#### Input data:
PR #3466, opened 2026-08-06
Integrate passive flex contact implicitly

smallquail:
Contact of a flex with [`passive`](https://mujoco.readthedocs.io/en/latest/XMLreference.html#flex-contact-passive) collisions is applied as a penalty force rather than handed to the constraint solver. That force was an explicit spring of fixed stiffness `1e4`, and the timestep bounds what an explicit spring can be: any stiffness worth having oscillates faster than the step resolves. The result was a force too soft to keep sheets apart, so interpenetration was routine.

This PR carries the contact's curvature in the effective metric `M + K` instead, alongside the flex's own stretch and bending stiffness. At a 2 ms timestep it holds roughly 50x the stiffness the explicit force could.

drape

`model/flex/drape.xml`, added here, at t = 0.29 s: three cloths dropped on a sphere, each resting on the one below it and on the sphere without interpenetrating.

### What changes

- The contact block `k·JᵀJ` is appended to the per-vertex candidate list that `mjd_flexStiff_assemble` already builds for the flex stencils, so it adds entries to an existing matrix rather than introducing a new one. The accompanying shift `−h·K·v` is what damps the stiff modes; without it the scheme is implicit in name only.
- Stiffness is now a natural frequency scaled by the participating vertex mass rather than a fixed `1e4`, so a single value suits models of any scale. It remains not user-specified.
- The feature requires an integrator whose constraint solve runs in that metric (`implicit` or `implicitfast` with the CG solver, pyramidal cones and sleep disabled), and is rejected with an error otherwise.
- `model/flex/sphere_passive.xml` is replaced by `drape.xml`.

### Scope

Passive handling covers contacts whose every dof is a flex vertex carried by the metric: flex against flex, flex against itself, and flex against **static** geometry, which contributes no dofs of its own. For those the Hessian is assembled in full. Contact with a body that can move would have that body's dofs dropped from the Hessian, and stays on the constraint solver.

### Limitation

#### About this task:
Filter the listing so that only lines holding the word "drape" remain, and copy those lines.

#### Response to this exercise:
drape
`model/flex/drape.xml`, added here, at t = 0.29 s: three cloths dropped on a sphere, each resting on the one below it and on the sphere without interpenetrating.
- `model/flex/sphere_passive.xml` is replaced by `drape.xml`.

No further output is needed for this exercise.